▸ Data shown
====================
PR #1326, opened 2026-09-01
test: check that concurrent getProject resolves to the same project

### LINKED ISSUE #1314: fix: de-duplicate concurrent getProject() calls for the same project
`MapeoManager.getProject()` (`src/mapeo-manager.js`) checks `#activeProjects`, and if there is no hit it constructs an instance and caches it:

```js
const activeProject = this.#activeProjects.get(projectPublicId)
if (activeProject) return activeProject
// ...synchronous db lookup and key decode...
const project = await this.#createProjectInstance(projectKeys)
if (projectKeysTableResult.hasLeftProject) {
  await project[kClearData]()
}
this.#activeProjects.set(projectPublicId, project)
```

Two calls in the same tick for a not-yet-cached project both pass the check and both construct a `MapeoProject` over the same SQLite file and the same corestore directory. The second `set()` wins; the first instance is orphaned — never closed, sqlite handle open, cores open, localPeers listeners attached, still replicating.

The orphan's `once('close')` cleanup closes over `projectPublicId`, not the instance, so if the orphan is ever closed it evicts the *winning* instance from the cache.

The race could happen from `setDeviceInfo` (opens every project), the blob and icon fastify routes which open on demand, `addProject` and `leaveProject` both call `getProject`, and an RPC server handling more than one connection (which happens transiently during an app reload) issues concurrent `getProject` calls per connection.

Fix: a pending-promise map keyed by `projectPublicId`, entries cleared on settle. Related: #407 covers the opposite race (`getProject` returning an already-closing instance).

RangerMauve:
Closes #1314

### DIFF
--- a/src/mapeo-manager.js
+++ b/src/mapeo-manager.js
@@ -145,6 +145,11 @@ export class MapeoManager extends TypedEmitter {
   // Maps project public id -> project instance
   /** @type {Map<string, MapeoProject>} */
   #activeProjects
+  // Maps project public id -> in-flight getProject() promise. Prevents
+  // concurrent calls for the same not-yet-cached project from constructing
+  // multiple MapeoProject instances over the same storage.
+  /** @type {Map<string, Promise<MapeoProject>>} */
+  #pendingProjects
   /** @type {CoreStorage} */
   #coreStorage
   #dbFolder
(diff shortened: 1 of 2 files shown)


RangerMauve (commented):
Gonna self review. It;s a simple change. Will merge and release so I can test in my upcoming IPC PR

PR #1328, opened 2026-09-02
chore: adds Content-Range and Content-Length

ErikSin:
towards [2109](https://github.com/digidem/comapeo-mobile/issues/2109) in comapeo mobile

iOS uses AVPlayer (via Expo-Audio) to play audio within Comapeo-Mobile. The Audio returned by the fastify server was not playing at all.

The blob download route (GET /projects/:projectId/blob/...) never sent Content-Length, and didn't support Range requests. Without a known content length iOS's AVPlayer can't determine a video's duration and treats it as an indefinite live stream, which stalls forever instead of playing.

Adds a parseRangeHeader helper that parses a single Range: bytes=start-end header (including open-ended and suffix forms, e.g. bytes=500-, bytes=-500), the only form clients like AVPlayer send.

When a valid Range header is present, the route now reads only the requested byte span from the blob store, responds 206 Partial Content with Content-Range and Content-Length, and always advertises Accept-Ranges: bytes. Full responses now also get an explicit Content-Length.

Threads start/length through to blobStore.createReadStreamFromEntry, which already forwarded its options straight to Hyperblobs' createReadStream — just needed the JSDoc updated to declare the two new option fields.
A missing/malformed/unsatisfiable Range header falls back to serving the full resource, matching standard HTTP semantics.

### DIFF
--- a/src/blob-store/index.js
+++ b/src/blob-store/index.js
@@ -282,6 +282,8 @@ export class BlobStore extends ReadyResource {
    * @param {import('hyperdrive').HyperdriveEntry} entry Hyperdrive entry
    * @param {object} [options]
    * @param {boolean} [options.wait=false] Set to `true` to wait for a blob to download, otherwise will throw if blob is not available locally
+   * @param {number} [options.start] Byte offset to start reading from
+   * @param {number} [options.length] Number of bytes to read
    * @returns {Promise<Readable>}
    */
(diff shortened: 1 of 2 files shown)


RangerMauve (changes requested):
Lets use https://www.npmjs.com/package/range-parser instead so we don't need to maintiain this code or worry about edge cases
====================
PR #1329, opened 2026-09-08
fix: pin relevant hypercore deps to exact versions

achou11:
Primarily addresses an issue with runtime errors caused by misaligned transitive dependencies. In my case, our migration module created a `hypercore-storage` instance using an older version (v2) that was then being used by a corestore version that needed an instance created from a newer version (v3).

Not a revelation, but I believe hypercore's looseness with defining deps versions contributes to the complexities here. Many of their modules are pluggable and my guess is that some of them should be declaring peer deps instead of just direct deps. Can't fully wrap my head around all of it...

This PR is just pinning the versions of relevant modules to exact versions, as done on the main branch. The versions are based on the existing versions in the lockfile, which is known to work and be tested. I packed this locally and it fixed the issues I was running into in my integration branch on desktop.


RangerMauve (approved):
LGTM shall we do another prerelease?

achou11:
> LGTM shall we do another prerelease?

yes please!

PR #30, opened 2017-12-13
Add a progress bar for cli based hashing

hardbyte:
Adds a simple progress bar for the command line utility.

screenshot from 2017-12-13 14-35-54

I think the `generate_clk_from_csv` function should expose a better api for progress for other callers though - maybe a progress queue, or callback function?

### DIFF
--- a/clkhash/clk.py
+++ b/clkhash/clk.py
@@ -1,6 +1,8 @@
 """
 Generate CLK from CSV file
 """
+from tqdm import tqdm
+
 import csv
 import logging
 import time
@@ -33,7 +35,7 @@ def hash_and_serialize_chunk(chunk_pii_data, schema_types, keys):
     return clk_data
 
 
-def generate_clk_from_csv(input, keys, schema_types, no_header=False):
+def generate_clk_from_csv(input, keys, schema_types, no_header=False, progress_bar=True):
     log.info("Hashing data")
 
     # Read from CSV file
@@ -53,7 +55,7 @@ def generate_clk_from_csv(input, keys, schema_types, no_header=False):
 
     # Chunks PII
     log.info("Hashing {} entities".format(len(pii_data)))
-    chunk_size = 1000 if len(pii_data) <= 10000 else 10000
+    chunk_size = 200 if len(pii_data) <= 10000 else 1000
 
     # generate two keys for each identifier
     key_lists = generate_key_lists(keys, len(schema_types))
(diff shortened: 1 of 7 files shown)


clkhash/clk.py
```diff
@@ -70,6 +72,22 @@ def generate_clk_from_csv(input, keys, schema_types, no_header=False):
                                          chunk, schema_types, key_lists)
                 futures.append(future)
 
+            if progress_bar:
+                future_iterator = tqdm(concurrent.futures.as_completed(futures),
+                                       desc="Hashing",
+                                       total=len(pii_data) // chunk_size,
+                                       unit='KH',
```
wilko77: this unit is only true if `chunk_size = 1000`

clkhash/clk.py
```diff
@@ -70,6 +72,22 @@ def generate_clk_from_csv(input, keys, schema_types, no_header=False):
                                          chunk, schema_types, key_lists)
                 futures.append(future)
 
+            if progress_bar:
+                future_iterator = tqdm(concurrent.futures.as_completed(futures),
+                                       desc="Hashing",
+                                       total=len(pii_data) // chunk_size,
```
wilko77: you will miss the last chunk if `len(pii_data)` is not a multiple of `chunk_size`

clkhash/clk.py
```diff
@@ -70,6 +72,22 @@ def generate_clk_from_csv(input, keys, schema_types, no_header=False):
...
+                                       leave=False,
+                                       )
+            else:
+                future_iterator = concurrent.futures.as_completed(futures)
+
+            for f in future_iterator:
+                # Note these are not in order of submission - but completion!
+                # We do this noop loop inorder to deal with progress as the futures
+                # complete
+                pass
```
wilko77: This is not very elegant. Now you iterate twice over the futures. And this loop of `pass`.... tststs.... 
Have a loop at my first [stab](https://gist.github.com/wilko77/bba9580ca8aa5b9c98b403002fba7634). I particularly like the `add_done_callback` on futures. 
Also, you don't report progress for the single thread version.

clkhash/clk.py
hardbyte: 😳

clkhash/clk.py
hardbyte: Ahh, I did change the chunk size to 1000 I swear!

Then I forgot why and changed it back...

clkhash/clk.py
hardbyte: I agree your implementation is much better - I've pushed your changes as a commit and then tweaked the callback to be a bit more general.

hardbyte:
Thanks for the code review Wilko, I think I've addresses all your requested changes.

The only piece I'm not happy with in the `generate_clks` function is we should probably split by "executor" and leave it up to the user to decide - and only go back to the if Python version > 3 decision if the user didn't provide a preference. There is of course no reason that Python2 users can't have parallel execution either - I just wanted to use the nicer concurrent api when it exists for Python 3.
====================
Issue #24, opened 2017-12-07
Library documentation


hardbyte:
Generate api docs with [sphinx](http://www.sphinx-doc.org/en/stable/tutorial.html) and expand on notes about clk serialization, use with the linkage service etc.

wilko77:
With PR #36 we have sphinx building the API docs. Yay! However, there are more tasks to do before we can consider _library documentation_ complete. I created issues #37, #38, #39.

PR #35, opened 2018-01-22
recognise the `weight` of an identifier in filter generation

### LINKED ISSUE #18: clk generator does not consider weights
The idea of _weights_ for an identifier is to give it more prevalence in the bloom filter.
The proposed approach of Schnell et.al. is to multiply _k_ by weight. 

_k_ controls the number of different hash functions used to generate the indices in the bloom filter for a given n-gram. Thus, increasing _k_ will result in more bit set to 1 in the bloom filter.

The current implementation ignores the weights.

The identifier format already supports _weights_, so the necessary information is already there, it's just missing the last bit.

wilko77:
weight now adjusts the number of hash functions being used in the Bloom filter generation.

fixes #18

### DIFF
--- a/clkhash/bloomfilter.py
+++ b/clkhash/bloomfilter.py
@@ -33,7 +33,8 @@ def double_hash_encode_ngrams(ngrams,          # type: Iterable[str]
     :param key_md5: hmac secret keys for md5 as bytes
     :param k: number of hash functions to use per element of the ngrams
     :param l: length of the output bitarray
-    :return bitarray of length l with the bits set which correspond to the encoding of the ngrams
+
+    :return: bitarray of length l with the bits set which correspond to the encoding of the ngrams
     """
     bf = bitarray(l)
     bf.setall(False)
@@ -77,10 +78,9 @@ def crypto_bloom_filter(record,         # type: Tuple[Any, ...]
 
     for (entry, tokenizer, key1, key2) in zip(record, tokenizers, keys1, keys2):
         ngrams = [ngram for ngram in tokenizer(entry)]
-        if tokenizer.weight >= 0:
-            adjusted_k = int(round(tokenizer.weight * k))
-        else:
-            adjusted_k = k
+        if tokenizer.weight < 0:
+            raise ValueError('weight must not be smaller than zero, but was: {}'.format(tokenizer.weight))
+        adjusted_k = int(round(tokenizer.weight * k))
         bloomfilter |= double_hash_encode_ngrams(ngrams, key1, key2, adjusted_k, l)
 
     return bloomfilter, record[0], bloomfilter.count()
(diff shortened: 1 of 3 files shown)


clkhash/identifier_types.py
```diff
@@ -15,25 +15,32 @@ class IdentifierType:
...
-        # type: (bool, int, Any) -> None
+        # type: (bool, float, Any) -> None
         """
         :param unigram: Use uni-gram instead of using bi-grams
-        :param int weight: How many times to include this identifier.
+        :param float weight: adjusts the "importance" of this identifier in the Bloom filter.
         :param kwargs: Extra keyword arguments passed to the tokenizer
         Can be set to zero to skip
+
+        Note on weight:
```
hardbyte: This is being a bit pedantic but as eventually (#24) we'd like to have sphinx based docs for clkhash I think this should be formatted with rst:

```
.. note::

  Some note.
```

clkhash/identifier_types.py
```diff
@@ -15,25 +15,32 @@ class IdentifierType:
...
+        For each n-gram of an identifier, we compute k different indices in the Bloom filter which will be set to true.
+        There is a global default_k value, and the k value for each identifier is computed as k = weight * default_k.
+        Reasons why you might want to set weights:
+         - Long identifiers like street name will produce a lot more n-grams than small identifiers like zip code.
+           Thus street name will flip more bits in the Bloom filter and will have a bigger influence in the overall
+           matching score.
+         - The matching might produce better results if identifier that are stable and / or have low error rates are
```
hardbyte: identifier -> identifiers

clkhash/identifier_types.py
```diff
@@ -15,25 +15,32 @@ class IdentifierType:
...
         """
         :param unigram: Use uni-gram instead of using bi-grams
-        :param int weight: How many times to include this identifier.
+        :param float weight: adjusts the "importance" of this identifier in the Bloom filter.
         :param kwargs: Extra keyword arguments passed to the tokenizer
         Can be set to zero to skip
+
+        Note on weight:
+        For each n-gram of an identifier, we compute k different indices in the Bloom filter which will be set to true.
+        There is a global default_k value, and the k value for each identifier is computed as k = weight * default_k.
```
====================
▸ Your task
In the entries above, find the line with "in comapeo mobile" and the line with "iOS uses AVPlayer", then restate word for word both of them and every line between, with nothing more.

▸ Response
towards [2109](https://github.com/digidem/comapeo-mobile/issues/2109) in comapeo mobile

iOS uses AVPlayer (via Expo-Audio) to play audio within Comapeo-Mobile. The Audio returned by the fastify server was not playing at all.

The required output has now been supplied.